## Data shown

□ □ □

Issue #463, opened 2020-05-07
Support installation of remote Blitz installers


aem:
### What do you want and why?

Currently we don't have a way to run installers that aren't local files. We should have a seamless way to execute installers that are hosted on Github without having to install them as npm dependencies; an installer should be as easy as `blitz install tailwind`. We should also support an installer URL that points to a github repo which holds an installer, e.g. `blitz install https://github.com/aem/fake-blitz-installer`. That implementation should be fairly similar to the native installers.

### Possible implementation(s)

The process should be fairly straightforward:

1. Download the repo's latest default branch as a tarball into a temp directory and extract
2. Install any `npm` dependencies in the `package.json`
3. Get path to main installer file
4. Execute using the same codepath as the local installer

### Additional context

If a user supplies a bad installer name, we should list all of the installers in an `enquirer` prompt and allow the user to choose an existing one.

PR #491, opened 2020-05-11
Support remote packages in the installer

aem:
### Type: feature

Closes: https://github.com/blitz-js/blitz/issues/463

This adds support in the `install` CLI command for GitHub-hosted installers. We'll now support the following installer arguments:

1. Local file path (`blitz install ../my-installer/index.ts`)
2. Name of Blitz native installer (`blitz install tailwind`)
3. Full GitHub repo name (`blitz install aem/sample-blitz-tailwind-installer`)
4. Full URL of GitHub repo (`blitz install https://github.com/aem/sample-blitz-tailwind-installer`)

For all three of the remote options, the install process is relatively straightforward:

1. Ensure project exists (check for a `package.json` in the repo root)
2. Fetch default branch for repo (e.g. GH defaults to `master` but we use `canary`)
3. Download tarball of latest code on default branch into temp directory, extract tarball
4. Install installer's dependencies
4. Execute installer
5. Clean up temp directory

The current system has three limitations:

1. There's currently no native Blitz installers to install :) 
2. Since there's no native installers to execute, I haven't built the prompt that lists all installers if the one you listed doesn't exist :) 
3. We don't support nested installer paths in third-party installers, we only support installers hosted at the repo root. This wouldn't be _that_ hard to add, but I think the likelihood that we have a third-party monorepo of installers is unlikely

All-in-all, it's relatively crude at the moment, but it's absolutely robust enough for an alpha and will be good enough to start building our own installers and getting this into peoples' hands. 

### Checklist

- [ ] Tests added for changes


aem:
Quick note about testing these changes - I had to shift some `installer` dependencies from `devDependencies` to `dependencies` so the actual running of the installer won't work right now without modifying the `install` command since the published version of the `installer` package doesn't have the right dependency setup. If you want this to work locally, first modify `packages/cli/src/commands/install.ts` line 111 to look like this:

```js
const installerDir = path.resolve(`blitz-installer-${repoFullName.replace('/', '-')}`)
```

That will put the temp directory under the current directory, so when you run the command in the monorepo it'll use the workspace version of the packages rather than the published versions. Then you can run `blitz install aem/sample-blitz-tailwind-installer` inside the monorepo, say on `examples/store`

flybayer:
Since the installer itself has `@blitzjs/installer` as a dependency, can we remove `@blitzjs/installer` as a dependency of `blitz` ?

aem:
@flybayer yeah we can probably remove it. We need it as a `devDependency` since we use it for typechecking and in tests, but you're correct that it's not used in the main CLI. I'll update this to reflect that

□ □ □

## Problem
Copy out the range of lines above starting at the line with "The process should" and ending at the line with "Closes: https://github.com/blitz-js/blitz/issues/463", exactly and including both.

## Answer below
The process should be fairly straightforward:

1. Download the repo's latest default branch as a tarball into a temp directory and extract
2. Install any `npm` dependencies in the `package.json`
3. Get path to main installer file
4. Execute using the same codepath as the local installer

### Additional context

If a user supplies a bad installer name, we should list all of the installers in an `enquirer` prompt and allow the user to choose an existing one.

PR #491, opened 2020-05-11
Support remote packages in the installer

aem:
### Type: feature

Closes: https://github.com/blitz-js/blitz/issues/463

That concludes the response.